**Task statement**
Please copy each line of the records below that holds the word "return".
================================
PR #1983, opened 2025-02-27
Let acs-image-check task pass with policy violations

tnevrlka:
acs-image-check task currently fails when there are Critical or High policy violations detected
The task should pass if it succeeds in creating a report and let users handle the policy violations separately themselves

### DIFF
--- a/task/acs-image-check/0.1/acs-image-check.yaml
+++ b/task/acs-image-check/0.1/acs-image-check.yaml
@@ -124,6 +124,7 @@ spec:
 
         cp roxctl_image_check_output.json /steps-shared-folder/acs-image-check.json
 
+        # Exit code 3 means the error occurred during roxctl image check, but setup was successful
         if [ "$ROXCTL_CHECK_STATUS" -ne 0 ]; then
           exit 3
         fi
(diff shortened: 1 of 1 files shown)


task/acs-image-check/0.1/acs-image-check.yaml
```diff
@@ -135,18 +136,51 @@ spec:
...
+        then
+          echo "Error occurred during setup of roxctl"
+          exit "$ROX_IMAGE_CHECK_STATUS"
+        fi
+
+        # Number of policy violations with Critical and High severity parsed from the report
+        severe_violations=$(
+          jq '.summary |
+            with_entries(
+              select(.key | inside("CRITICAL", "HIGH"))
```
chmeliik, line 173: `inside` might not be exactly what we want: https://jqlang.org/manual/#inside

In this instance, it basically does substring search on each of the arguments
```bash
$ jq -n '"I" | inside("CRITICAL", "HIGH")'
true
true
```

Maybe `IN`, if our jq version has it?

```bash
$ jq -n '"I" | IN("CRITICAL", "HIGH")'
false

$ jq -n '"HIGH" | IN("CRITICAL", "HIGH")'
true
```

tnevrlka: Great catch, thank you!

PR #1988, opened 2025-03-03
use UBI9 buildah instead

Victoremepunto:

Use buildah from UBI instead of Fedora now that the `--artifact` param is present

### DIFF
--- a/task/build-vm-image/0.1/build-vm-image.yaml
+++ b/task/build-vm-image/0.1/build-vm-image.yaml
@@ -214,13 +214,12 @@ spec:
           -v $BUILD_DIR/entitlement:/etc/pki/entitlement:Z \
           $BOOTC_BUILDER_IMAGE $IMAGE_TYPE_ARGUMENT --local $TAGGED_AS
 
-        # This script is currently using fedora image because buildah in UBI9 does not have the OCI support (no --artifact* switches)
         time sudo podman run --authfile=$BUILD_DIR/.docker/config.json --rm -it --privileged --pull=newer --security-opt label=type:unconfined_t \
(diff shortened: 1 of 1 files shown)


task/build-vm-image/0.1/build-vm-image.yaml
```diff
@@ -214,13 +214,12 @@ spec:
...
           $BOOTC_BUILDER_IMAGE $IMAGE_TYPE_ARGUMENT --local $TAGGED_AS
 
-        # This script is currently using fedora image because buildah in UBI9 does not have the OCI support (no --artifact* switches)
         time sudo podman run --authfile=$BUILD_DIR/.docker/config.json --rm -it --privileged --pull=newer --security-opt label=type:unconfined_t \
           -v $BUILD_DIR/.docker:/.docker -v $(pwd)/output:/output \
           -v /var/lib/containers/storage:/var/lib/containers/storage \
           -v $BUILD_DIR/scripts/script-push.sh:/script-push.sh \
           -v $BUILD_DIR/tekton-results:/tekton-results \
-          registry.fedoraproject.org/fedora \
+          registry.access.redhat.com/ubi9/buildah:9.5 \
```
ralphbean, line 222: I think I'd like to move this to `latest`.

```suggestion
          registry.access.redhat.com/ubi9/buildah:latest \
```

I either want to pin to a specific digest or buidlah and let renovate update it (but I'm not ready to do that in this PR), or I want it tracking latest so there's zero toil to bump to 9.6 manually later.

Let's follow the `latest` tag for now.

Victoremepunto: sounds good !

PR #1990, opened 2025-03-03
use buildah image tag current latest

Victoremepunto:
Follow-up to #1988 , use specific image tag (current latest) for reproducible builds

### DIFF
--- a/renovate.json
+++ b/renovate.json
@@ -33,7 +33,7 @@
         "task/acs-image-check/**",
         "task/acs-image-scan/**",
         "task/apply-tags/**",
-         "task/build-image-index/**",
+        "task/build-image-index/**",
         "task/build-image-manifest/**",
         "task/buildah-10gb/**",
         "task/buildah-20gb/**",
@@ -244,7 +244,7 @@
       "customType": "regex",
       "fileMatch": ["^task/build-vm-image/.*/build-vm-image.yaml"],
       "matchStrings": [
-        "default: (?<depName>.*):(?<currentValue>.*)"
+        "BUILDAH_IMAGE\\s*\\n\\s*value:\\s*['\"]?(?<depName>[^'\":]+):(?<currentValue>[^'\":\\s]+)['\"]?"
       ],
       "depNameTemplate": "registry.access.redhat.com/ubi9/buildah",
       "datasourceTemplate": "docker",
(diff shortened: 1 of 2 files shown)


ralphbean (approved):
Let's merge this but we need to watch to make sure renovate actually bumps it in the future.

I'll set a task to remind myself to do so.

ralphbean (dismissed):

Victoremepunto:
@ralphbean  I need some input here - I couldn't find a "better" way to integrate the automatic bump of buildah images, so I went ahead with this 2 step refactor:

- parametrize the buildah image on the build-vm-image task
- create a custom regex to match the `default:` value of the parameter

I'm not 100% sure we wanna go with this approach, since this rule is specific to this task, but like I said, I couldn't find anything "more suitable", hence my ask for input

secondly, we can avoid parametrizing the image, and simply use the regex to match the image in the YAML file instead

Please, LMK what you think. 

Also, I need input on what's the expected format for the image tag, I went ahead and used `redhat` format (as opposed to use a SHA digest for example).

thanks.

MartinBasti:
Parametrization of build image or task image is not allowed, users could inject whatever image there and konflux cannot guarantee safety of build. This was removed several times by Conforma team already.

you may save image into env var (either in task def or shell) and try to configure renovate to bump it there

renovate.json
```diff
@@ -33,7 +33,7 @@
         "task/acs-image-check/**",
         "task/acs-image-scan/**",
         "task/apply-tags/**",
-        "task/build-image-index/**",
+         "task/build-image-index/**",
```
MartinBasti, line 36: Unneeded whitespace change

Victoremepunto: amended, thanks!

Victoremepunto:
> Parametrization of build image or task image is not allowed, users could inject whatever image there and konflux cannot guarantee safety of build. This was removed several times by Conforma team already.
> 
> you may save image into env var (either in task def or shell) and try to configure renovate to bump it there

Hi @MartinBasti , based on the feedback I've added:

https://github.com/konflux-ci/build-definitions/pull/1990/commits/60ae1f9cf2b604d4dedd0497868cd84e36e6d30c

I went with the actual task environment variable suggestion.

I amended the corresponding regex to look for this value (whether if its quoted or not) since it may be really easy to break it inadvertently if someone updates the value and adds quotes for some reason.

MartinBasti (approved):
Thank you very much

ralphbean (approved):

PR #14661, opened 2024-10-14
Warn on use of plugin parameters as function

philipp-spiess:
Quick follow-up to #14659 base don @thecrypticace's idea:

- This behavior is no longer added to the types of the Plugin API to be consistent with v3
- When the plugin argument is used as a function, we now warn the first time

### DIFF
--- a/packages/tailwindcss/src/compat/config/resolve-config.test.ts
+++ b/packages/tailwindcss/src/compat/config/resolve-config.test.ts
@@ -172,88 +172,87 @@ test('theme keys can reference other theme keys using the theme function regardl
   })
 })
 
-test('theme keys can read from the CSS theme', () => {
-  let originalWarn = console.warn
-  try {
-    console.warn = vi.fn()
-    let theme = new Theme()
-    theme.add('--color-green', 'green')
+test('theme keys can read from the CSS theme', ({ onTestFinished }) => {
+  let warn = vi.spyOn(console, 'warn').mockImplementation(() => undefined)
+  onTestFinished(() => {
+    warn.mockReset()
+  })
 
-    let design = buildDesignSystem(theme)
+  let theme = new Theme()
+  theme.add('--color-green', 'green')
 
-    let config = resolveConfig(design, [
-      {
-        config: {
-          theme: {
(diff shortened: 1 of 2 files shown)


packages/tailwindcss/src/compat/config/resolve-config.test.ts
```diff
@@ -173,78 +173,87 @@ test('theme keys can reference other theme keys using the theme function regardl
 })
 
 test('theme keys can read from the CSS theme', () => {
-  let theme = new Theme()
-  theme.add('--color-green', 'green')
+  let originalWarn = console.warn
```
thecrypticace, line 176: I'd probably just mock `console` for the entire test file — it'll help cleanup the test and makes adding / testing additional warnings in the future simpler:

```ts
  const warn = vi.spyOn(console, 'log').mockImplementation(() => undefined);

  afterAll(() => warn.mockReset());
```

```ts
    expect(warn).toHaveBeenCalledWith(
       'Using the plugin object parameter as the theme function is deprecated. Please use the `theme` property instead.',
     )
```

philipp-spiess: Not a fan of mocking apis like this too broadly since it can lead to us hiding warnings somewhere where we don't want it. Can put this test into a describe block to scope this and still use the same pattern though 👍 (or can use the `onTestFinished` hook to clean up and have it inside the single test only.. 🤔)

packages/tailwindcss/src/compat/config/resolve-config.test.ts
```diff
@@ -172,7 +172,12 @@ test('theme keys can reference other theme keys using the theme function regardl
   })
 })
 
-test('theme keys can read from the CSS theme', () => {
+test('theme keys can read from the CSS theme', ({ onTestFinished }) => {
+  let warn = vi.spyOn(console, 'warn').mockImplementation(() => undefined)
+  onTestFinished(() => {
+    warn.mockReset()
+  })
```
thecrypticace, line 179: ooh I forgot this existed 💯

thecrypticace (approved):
================================
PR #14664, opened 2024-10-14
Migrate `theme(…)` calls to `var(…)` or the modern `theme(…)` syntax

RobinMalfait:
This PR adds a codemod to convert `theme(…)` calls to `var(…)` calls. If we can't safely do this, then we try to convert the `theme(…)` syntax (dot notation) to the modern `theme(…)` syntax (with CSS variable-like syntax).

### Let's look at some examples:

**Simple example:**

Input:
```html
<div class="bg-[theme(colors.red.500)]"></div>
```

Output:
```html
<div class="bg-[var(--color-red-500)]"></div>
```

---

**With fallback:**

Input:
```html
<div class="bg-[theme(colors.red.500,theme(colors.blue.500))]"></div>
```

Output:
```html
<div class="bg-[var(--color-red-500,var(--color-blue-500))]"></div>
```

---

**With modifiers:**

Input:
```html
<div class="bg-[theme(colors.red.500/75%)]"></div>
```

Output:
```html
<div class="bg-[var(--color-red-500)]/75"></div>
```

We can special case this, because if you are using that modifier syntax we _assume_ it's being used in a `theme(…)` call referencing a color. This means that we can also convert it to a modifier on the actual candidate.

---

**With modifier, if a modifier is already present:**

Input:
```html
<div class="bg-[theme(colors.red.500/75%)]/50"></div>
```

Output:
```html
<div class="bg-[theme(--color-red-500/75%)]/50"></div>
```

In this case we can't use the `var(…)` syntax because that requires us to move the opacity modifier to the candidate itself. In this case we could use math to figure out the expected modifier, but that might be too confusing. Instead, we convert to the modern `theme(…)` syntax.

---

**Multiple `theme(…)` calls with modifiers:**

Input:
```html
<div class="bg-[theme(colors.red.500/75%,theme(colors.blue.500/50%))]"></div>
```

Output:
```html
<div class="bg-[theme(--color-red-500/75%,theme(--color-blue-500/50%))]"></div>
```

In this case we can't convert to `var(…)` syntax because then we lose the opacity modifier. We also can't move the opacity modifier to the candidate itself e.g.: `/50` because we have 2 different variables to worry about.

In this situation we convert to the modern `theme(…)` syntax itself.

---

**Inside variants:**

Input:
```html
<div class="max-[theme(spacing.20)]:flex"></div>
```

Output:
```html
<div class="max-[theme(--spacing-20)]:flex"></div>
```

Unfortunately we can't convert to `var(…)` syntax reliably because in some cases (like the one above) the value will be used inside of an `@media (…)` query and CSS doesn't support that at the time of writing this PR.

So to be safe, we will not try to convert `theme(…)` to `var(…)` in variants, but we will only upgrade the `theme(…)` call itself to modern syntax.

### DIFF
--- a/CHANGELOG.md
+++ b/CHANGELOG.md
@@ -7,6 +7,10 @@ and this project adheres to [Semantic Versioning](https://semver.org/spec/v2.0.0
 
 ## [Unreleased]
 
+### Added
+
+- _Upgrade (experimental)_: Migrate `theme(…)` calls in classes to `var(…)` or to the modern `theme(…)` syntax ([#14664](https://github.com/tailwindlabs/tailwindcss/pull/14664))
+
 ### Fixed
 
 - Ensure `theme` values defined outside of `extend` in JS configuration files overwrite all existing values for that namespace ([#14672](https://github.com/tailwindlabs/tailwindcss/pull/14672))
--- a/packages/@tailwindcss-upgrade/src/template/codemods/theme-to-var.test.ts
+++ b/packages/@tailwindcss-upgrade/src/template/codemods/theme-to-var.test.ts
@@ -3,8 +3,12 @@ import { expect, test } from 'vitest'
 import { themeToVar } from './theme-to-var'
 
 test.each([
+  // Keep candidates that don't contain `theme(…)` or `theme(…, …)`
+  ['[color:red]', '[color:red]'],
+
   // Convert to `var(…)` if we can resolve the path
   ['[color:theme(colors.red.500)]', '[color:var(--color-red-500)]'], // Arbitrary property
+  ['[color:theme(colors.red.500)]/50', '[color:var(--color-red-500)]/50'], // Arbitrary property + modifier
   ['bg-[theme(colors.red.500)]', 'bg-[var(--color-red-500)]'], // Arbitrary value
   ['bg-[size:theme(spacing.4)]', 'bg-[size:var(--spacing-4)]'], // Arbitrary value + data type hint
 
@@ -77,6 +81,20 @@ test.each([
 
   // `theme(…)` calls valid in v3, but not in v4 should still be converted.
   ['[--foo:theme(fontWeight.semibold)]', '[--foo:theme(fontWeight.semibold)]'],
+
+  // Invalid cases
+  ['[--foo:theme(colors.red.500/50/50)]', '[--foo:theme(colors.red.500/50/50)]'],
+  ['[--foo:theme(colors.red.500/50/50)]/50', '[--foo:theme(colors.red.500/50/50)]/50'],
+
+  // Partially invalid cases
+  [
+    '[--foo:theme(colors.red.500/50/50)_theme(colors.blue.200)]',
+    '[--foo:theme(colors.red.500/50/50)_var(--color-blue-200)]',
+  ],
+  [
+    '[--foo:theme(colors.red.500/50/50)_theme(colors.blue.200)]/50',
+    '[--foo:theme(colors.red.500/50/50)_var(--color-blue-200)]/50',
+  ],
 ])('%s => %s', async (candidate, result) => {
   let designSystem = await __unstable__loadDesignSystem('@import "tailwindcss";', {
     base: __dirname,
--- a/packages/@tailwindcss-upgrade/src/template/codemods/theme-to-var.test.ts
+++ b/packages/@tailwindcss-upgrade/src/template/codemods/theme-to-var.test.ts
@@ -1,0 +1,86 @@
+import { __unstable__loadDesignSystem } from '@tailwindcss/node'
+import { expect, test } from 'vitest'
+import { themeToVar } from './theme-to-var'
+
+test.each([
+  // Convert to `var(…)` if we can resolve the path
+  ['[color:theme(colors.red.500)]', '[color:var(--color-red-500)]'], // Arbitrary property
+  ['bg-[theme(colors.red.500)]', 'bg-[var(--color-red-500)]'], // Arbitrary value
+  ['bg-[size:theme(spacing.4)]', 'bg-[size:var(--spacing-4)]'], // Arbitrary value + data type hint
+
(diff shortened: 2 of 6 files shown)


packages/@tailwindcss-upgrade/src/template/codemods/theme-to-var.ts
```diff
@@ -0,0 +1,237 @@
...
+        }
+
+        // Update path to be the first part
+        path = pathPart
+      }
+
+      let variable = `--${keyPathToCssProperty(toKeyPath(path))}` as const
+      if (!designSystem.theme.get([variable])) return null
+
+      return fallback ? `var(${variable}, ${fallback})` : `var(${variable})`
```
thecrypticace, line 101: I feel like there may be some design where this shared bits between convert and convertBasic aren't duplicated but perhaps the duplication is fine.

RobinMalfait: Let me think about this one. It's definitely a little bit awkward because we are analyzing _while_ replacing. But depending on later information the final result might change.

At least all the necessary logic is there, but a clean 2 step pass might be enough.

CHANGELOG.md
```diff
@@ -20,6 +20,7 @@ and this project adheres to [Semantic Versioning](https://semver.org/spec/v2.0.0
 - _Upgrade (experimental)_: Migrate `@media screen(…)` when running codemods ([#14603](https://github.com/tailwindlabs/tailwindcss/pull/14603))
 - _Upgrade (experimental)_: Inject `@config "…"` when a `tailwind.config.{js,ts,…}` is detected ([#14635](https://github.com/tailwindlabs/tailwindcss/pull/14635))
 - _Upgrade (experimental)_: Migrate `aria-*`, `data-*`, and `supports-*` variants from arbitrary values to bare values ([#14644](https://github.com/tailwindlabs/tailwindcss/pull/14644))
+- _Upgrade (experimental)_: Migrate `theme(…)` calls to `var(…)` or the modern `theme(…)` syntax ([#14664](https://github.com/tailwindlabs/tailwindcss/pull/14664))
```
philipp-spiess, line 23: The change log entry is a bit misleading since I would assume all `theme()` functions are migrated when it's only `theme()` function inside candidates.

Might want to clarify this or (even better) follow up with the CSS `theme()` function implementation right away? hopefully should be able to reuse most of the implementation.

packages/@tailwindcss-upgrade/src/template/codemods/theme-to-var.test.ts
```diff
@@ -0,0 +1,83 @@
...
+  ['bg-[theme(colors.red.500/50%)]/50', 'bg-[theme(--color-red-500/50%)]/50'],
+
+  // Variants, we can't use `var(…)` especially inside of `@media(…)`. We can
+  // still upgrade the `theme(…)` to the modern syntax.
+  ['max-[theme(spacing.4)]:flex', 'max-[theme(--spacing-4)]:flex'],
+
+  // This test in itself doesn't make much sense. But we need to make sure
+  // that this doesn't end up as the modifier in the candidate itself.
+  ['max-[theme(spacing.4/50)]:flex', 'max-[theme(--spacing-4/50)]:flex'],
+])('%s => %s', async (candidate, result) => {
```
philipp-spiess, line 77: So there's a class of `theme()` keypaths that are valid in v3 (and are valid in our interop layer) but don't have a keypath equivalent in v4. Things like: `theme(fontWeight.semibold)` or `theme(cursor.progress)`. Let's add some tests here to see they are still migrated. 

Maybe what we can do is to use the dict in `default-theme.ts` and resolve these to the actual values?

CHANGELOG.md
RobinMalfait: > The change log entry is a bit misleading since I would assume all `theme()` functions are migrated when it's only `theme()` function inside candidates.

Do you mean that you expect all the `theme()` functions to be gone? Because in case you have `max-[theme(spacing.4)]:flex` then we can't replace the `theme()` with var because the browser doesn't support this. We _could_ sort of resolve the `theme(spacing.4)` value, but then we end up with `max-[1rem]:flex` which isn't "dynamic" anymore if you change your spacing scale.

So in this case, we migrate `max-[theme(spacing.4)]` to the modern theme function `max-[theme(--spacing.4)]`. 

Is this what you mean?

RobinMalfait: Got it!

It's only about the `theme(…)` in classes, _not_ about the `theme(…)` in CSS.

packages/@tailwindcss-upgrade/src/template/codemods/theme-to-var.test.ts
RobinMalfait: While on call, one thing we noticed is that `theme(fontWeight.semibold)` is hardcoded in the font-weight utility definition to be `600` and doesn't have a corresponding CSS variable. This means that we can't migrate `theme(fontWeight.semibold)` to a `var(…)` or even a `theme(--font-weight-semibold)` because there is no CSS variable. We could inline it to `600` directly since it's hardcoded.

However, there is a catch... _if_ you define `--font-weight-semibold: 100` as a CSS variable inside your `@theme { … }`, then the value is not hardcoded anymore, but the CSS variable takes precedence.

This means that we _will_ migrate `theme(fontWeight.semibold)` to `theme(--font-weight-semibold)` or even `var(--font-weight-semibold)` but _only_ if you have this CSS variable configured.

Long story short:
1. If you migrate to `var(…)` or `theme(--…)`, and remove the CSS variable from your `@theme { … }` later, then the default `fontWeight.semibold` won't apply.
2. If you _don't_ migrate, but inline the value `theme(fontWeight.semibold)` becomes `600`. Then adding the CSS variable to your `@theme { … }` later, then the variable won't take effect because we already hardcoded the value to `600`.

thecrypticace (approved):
================================
**Solution**
+      if (!designSystem.theme.get([variable])) return null
+      return fallback ? `var(${variable}, ${fallback})` : `var(${variable})`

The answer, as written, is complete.